[Stored items]
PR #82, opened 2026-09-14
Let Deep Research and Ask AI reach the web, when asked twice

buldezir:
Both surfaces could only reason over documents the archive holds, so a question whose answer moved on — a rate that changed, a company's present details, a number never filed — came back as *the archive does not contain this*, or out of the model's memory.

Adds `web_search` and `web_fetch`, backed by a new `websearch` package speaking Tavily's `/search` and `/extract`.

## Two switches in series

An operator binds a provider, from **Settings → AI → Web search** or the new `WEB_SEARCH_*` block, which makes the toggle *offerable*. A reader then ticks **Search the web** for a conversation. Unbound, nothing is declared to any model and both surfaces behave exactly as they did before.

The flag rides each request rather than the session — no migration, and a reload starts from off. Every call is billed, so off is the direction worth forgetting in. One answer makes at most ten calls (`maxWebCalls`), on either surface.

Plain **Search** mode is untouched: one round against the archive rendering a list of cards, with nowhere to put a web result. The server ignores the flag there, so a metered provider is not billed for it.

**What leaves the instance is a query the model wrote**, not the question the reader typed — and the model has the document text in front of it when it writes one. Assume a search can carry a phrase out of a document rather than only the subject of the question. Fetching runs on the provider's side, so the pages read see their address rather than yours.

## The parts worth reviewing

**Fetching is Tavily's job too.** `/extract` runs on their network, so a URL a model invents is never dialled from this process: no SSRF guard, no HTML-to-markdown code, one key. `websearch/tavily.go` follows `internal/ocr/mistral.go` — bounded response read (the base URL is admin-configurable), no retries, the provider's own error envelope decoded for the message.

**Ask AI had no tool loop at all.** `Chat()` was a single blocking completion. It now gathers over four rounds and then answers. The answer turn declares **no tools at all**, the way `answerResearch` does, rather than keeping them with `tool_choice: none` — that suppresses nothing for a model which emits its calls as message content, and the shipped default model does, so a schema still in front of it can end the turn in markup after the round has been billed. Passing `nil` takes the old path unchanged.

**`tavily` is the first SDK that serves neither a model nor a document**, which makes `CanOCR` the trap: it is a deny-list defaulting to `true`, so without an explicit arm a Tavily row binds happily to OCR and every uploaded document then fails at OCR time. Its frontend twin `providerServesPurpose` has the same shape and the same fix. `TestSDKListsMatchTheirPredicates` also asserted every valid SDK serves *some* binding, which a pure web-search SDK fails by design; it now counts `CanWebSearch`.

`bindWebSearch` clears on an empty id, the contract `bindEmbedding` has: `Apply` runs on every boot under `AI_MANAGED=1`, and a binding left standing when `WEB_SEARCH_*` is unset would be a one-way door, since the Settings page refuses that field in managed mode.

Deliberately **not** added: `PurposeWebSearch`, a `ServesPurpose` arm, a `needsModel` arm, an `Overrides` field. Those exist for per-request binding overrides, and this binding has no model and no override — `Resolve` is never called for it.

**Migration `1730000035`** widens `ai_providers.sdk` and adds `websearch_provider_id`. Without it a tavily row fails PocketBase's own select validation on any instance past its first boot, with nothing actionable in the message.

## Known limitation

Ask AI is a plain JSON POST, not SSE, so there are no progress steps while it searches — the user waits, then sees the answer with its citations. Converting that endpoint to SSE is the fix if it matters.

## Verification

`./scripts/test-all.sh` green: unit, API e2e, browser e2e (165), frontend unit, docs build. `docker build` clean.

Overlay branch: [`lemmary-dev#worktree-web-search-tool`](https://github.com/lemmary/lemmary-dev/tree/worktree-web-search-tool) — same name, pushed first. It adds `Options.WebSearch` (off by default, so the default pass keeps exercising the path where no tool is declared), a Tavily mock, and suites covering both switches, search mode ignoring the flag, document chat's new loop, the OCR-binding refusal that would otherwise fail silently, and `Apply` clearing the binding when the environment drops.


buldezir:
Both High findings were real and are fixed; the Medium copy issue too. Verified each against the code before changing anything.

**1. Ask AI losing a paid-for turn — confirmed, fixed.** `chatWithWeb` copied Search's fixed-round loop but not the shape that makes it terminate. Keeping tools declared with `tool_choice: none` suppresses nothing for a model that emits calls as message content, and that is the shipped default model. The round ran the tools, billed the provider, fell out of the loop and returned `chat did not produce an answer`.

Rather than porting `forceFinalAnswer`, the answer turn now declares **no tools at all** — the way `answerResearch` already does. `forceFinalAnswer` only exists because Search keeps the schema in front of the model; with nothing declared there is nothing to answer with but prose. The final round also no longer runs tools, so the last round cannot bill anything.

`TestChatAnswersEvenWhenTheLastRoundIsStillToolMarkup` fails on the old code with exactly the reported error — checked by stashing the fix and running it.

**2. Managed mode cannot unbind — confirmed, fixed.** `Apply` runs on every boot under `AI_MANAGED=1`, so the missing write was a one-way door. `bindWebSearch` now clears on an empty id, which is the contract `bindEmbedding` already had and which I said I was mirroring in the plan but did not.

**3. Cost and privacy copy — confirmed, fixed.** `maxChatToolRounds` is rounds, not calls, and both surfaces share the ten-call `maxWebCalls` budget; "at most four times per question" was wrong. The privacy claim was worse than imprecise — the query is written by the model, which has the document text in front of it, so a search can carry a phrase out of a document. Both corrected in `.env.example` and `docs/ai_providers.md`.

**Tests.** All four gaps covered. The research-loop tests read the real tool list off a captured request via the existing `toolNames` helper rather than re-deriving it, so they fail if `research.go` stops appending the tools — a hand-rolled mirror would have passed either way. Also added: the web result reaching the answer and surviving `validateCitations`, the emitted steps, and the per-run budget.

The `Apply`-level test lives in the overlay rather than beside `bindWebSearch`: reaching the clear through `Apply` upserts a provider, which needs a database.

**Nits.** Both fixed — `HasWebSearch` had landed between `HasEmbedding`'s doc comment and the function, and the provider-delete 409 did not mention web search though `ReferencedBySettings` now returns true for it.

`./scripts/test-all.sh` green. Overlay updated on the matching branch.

Requirement:
Every entry is to be restated exactly, with no line dropped.

Response area:
PR #82, opened 2026-09-14
Let Deep Research and Ask AI reach the web, when asked twice

buldezir:
Both surfaces could only reason over documents the archive holds, so a question whose answer moved on — a rate that changed, a company's present details, a number never filed — came back as *the archive does not contain this*, or out of the model's memory.

Adds `web_search` and `web_fetch`, backed by a new `websearch` package speaking Tavily's `/search` and `/extract`.

## Two switches in series

An operator binds a provider, from **Settings → AI → Web search** or the new `WEB_SEARCH_*` block, which makes the toggle *offerable*. A reader then ticks **Search the web** for a conversation. Unbound, nothing is declared to any model and both surfaces behave exactly as they did before.

The flag rides each request rather than the session — no migration, and a reload starts from off. Every call is billed, so off is the direction worth forgetting in. One answer makes at most ten calls (`maxWebCalls`), on either surface.

Plain **Search** mode is untouched: one round against the archive rendering a list of cards, with nowhere to put a web result. The server ignores the flag there, so a metered provider is not billed for it.

**What leaves the instance is a query the model wrote**, not the question the reader typed — and the model has the document text in front of it when it writes one. Assume a search can carry a phrase out of a document rather than only the subject of the question. Fetching runs on the provider's side, so the pages read see their address rather than yours.

## The parts worth reviewing

**Fetching is Tavily's job too.** `/extract` runs on their network, so a URL a model invents is never dialled from this process: no SSRF guard, no HTML-to-markdown code, one key. `websearch/tavily.go` follows `internal/ocr/mistral.go` — bounded response read (the base URL is admin-configurable), no retries, the provider's own error envelope decoded for the message.

**Ask AI had no tool loop at all.** `Chat()` was a single blocking completion. It now gathers over four rounds and then answers. The answer turn declares **no tools at all**, the way `answerResearch` does, rather than keeping them with `tool_choice: none` — that suppresses nothing for a model which emits its calls as message content, and the shipped default model does, so a schema still in front of it can end the turn in markup after the round has been billed. Passing `nil` takes the old path unchanged.

**`tavily` is the first SDK that serves neither a model nor a document**, which makes `CanOCR` the trap: it is a deny-list defaulting to `true`, so without an explicit arm a Tavily row binds happily to OCR and every uploaded document then fails at OCR time. Its frontend twin `providerServesPurpose` has the same shape and the same fix. `TestSDKListsMatchTheirPredicates` also asserted every valid SDK serves *some* binding, which a pure web-search SDK fails by design; it now counts `CanWebSearch`.

`bindWebSearch` clears on an empty id, the contract `bindEmbedding` has: `Apply` runs on every boot under `AI_MANAGED=1`, and a binding left standing when `WEB_SEARCH_*` is unset would be a one-way door, since the Settings page refuses that field in managed mode.

Deliberately **not** added: `PurposeWebSearch`, a `ServesPurpose` arm, a `needsModel` arm, an `Overrides` field. Those exist for per-request binding overrides, and this binding has no model and no override — `Resolve` is never called for it.

**Migration `1730000035`** widens `ai_providers.sdk` and adds `websearch_provider_id`. Without it a tavily row fails PocketBase's own select validation on any instance past its first boot, with nothing actionable in the message.

## Known limitation

Ask AI is a plain JSON POST, not SSE, so there are no progress steps while it searches — the user waits, then sees the answer with its citations. Converting that endpoint to SSE is the fix if it matters.

## Verification

`./scripts/test-all.sh` green: unit, API e2e, browser e2e (165), frontend unit, docs build. `docker build` clean.

Overlay branch: [`lemmary-dev#worktree-web-search-tool`](https://github.com/lemmary/lemmary-dev/tree/worktree-web-search-tool) — same name, pushed first. It adds `Options.WebSearch` (off by default, so the default pass keeps exercising the path where no tool is declared), a Tavily mock, and suites covering both switches, search mode ignoring the flag, document chat's new loop, the OCR-binding refusal that would otherwise fail silently, and `Apply` clearing the binding when the environment drops.


buldezir:
Both High findings were real and are fixed; the Medium copy issue too. Verified each against the code before changing anything.

**1. Ask AI losing a paid-for turn — confirmed, fixed.** `chatWithWeb` copied Search's fixed-round loop but not the shape that makes it terminate. Keeping tools declared with `tool_choice: none` suppresses nothing for a model that emits calls as message content, and that is the shipped default model. The round ran the tools, billed the provider, fell out of the loop and returned `chat did not produce an answer`.

Rather than porting `forceFinalAnswer`, the answer turn now declares **no tools at all** — the way `answerResearch` already does. `forceFinalAnswer` only exists because Search keeps the schema in front of the model; with nothing declared there is nothing to answer with but prose. The final round also no longer runs tools, so the last round cannot bill anything.

`TestChatAnswersEvenWhenTheLastRoundIsStillToolMarkup` fails on the old code with exactly the reported error — checked by stashing the fix and running it.

**2. Managed mode cannot unbind — confirmed, fixed.** `Apply` runs on every boot under `AI_MANAGED=1`, so the missing write was a one-way door. `bindWebSearch` now clears on an empty id, which is the contract `bindEmbedding` already had and which I said I was mirroring in the plan but did not.

**3. Cost and privacy copy — confirmed, fixed.** `maxChatToolRounds` is rounds, not calls, and both surfaces share the ten-call `maxWebCalls` budget; "at most four times per question" was wrong. The privacy claim was worse than imprecise — the query is written by the model, which has the document text in front of it, so a search can carry a phrase out of a document. Both corrected in `.env.example` and `docs/ai_providers.md`.

**Tests.** All four gaps covered. The research-loop tests read the real tool list off a captured request via the existing `toolNames` helper rather than re-deriving it, so they fail if `research.go` stops appending the tools — a hand-rolled mirror would have passed either way. Also added: the web result reaching the answer and surviving `validateCitations`, the emitted steps, and the per-run budget.

The `Apply`-level test lives in the overlay rather than beside `bindWebSearch`: reaching the clear through `Apply` upserts a provider, which needs a database.

**Nits.** Both fixed — `HasWebSearch` had landed between `HasEmbedding`'s doc comment and the function, and the provider-delete 409 did not mention web search though `ReferencedBySettings` now returns true for it.

`./scripts/test-all.sh` green. Overlay updated on the matching branch.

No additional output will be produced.